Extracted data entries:
PR #21, opened 2015-02-26
improved handling of user tests and editing

colinbruce:
Implemented a user edit function and improved test coverage of the user_controller

### DIFF
--- a/spec/controllers/users_controller_spec.rb
+++ b/spec/controllers/users_controller_spec.rb
@@ -94,14 +94,12 @@ RSpec.describe UsersController, type: :controller do
     end
     describe 'GET #show' do
       it 'shows user details' do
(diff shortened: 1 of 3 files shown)


spec/controllers/users_controller_spec.rb
```diff
@@ -82,5 +97,55 @@
...
+      context 'with valid params' do
+        let(:new_attributes) {
+          {
+            email: 'new_attributes@example.com',
+            password: 'aabbccdd',
+            role: 'user'
+          }
+        }
+
+        it 'updates the requested user' do
```
dotemacs: Can't you just declare in a let block & re-use the user instance across the examples below?

dotemacs:
Looks good :+1:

**WHAT TO WORK ON:** Give the data back exactly as it stands.

**YOUR RESPONSE:**
PR #21, opened 2015-02-26
improved handling of user tests and editing

colinbruce:
Implemented a user edit function and improved test coverage of the user_controller

### DIFF
--- a/spec/controllers/users_controller_spec.rb
+++ b/spec/controllers/users_controller_spec.rb
@@ -94,14 +94,12 @@ RSpec.describe UsersController, type: :controller do
     end
     describe 'GET #show' do
       it 'shows user details' do
(diff shortened: 1 of 3 files shown)


spec/controllers/users_controller_spec.rb
```diff
@@ -82,5 +97,55 @@
...
+      context 'with valid params' do
+        let(:new_attributes) {
+          {
+            email: 'new_attributes@example.com',
+            password: 'aabbccdd',
+            role: 'user'
+          }
+        }
+
+        it 'updates the requested user' do
```
dotemacs: Can't you just declare in a let block & re-use the user instance across the examples below?

dotemacs:
Looks good :+1:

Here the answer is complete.